About this task » Find every line of the listing below where "upon" appears, and copy it.

=======

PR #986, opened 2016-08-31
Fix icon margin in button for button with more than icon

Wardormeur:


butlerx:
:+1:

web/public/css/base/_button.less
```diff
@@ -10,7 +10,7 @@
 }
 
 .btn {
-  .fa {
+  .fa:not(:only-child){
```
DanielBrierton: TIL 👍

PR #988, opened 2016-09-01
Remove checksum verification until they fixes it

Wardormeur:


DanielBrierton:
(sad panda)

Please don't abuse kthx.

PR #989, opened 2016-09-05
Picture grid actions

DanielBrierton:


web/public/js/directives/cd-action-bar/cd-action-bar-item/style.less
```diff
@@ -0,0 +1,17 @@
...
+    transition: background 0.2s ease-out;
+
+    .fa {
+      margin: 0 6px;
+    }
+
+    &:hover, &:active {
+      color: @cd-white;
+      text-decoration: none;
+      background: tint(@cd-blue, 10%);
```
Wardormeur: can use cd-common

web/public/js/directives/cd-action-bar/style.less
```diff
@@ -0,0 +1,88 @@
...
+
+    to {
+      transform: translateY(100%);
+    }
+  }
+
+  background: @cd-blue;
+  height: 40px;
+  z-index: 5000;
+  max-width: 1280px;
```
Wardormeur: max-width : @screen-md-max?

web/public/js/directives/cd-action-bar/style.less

=======

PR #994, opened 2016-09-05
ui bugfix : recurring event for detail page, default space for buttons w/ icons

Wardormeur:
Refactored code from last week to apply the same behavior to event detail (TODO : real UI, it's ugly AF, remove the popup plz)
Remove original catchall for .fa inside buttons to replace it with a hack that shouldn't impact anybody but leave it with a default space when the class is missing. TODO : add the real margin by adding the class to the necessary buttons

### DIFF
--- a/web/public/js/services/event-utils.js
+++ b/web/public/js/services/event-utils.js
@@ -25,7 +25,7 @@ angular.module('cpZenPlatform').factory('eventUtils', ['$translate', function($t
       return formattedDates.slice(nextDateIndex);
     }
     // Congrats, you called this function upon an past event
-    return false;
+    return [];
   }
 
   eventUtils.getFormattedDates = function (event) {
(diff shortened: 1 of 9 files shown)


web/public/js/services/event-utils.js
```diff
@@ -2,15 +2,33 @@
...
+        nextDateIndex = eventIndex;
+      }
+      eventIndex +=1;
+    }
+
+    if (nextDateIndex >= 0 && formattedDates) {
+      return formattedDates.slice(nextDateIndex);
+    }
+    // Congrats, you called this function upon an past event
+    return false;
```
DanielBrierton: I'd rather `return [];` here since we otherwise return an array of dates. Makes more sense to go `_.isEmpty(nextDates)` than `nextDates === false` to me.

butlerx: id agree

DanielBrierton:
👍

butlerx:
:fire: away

=======

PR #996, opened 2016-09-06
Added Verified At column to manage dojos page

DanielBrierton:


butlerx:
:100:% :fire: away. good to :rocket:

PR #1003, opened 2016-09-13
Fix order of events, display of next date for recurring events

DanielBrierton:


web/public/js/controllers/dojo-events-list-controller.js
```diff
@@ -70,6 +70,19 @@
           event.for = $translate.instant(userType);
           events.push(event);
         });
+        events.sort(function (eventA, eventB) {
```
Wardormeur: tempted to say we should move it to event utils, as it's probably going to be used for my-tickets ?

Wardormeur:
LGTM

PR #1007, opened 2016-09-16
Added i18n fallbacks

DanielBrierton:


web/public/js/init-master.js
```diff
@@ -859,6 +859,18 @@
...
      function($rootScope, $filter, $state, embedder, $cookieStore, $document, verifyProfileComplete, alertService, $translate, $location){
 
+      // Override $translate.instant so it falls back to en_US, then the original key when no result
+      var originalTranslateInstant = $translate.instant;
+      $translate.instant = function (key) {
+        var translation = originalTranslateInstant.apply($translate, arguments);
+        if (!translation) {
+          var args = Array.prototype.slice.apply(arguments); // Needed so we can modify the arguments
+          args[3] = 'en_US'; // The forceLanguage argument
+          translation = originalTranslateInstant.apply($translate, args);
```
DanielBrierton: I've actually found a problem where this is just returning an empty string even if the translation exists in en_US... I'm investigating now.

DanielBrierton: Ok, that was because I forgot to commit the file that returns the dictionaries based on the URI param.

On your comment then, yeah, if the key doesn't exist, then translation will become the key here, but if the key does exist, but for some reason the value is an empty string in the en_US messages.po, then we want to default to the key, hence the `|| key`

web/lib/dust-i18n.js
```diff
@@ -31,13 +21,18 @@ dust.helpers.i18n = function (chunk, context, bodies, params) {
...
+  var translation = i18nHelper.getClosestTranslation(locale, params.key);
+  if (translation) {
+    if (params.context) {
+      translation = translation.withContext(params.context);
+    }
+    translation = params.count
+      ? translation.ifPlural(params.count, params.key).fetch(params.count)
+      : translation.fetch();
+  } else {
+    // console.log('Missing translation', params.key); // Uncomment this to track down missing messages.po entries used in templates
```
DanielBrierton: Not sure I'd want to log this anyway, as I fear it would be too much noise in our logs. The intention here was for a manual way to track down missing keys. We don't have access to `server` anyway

=======

Result of the task »
     // Congrats, you called this function upon an past event
+    // Congrats, you called this function upon an past event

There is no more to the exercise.